The declaration asserts that the set of pragmatic principles in the Recognition Science framework has cardinality five. Researchers modeling communication as recognition exchanges would cite this when linking Gricean maxims to the configDim parameter. The proof reduces to a decision procedure on the finite inductive type.

Claim. The cardinality of the set of pragmatic principles is five: $|$relevance, quantity, quality, manner, politeness$| = 5$.

background

The module derives pragmatic principles from Recognition Science by equating successful communication with zero J-cost, where J is the recognition cost function. The five principles are relevance, quantity, quality, manner, and politeness, extending Grice's four maxims by adding politeness to reach configDim D = 5. The upstream inductive definition PragmaticPrinciple enumerates these five cases and derives Fintype for cardinality computation.

proof idea

The proof is a one-line wrapper that invokes the decide tactic on the Fintype.card expression.
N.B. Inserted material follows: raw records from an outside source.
Issue #497, opened 2020-08-25
DeletePermissionSlice.java:36-40: Implement...


0pdd:
The puzzle `444-61eb484a` from #444 has to be resolved: 

https://github.com/artipie/artipie/blob/6abf31a5a47222f022d171f53e864b847853657b/src/main/java/com/artipie/api/artifactory/DeletePermissionSlice.java#L36-L40

The puzzle was created by @olenagerasimova on 25-Aug-20. 

Estimate: 30 minutes,  role: DEV. 

If you have any technical questions, don't ask me, submit new tickets instead. The task will be \"done\" when the problem is fixed and the text of the puzzle is _removed_ from the source code. Here is more about [PDD](http://www.yegor256.com/2009/03/04/pdd.html) and [about me](http://www.yegor256.com/2017/04/05/pdd-in-action.html).

0pdd:
The puzzle `444-61eb484a` has disappeared from the source code, that's why I closed this issue.

0crat:
Job was finished in 5 hours, bonus for fast delivery is possible (see [§36](http://www.zerocracy.com/policy.html#36))

PR #506, opened 2020-08-26
#494 - RepoPermissions.FromSettings fully implemented

olenagerasimova:
Part of #494 and #497 
Artifactory method `PUT /api/security/permissions/{target}` request body json contains users and permissions in the following [format](https://www.jfrog.com/confluence/display/JFROG/Security+Configuration+JSON)
```
...
"users" : {
  "bob": ["read","write","manage"],
  "alice" : ["write","annotate", "read"]
}
...
```
So, I've
- introduced `UserPermission` class and changed `RepoPermissions#addUpdate` and `RepoPermissions#permissions` signature
- implemented and tested `RepoPermissions#addUpdate`
- implemented `RepoPermissions#remove` as it's part of `RepoPermissions#addUpdate`

### DIFF
--- a/src/main/java/com/artipie/RepoPermissions.java
+++ b/src/main/java/com/artipie/RepoPermissions.java
@@ -37,6 +37,7 @@ import hu.akarnokd.rxjava2.interop.SingleInterop;
 import java.io.IOException;
 import java.io.UncheckedIOException;
 import java.nio.charset.StandardCharsets;
+import java.util.Collection;
 import java.util.Collections;
 import java.util.List;
 import java.util.Objects;
@@ -70,14 +71,14 @@ public interface RepoPermissions {
      * @param permissions Permissions list
      * @return Completion action
      */
-    CompletionStage<Void> addUpdate(String repo, List<UserPermission> permissions);
+    CompletionStage<Void> addUpdate(String repo, Collection<UserPermission> permissions);
 
     /**
      * Get repository permissions settings, returns users permissions list.
      * @param repo Repository name
      * @return Completion action with map with users and permissions
      */
-    CompletionStage<List<UserPermission>> permissions(String repo);
+    CompletionStage<Collection<UserPermission>> permissions(String repo);
 
     /**
      * {@link RepoPermissions} from Artipie settings.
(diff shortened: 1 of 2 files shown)


src/main/java/com/artipie/RepoPermissions.java
```diff
@@ -61,25 +67,34 @@
     /**
      * Adds or updates repository permission.
      * @param repo Repository name
-     * @param username Username
-     * @param permission Permission name
+     * @param permissions Permissions list
      * @return Completion action
      */
-    CompletionStage<Void> addUpdate(String repo, String username, String permission);
+    CompletionStage<Void> addUpdate(String repo, List<UserPermission> permissions);
```
olegmoz, line 73: @olenagerasimova I am concerned about `List<UserPermission>`. It makes one think that users are ordered and order does matter. I do not think that this is the case and would suggest to change it to `Collection`. Same goes for `permissions` method return value

src/test/java/com/artipie/RepoPermissionsFromSettingsTest.java
```diff
@@ -103,6 +110,88 @@ void returnsEmptyMapWhenPermissionsAreNotSet() {
         );
     }
 
+    @Test
+    void updatesUserPermissions() throws IOException {
```
olegmoz, line 114: @olenagerasimova I think we miss the case when user has some permissions and we update the user by adding more permissions or removing some permissions

src/test/java/com/artipie/RepoPermissionsFromSettingsTest.java
```diff
@@ -103,6 +110,88 @@ void returnsEmptyMapWhenPermissionsAreNotSet() {
...
+            )
+            .toCompletableFuture().join();
+        MatcherAssert.assertThat(
+            this.permissionsForUser(repo, ann),
+            Matchers.contains(download)
+        );
+    }
+
+    @Test
+    void deletesPermissionSection() throws IOException {
```
olegmoz, line 165: @olenagerasimova this test will pass if `remove` method just clears all repositories. May we check that other repos stay intact after removing a repo?

olegmoz (changes requested):
@olenagerasimova thanks, please see the comments

olenagerasimova:
@olegmoz thanks, all fixed

olegmoz (approved):

0crat:
Job `gh:artipie/artipie#506` is not assigned, can't get performer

This works because the inductive type PragmaticPrinciple derives DecidableEq and Fintype, allowing the kernel to compute the exact count of five constructors.

why it matters

This count populates the pragmaticsCert definition, which certifies the five principles as the basis for RS pragmatics. It directly implements the module's claim that five principles equal configDim D = 5, connecting linguistic structure to the Recognition Science forcing chain via the J-uniqueness property. No open questions are flagged in the declaration.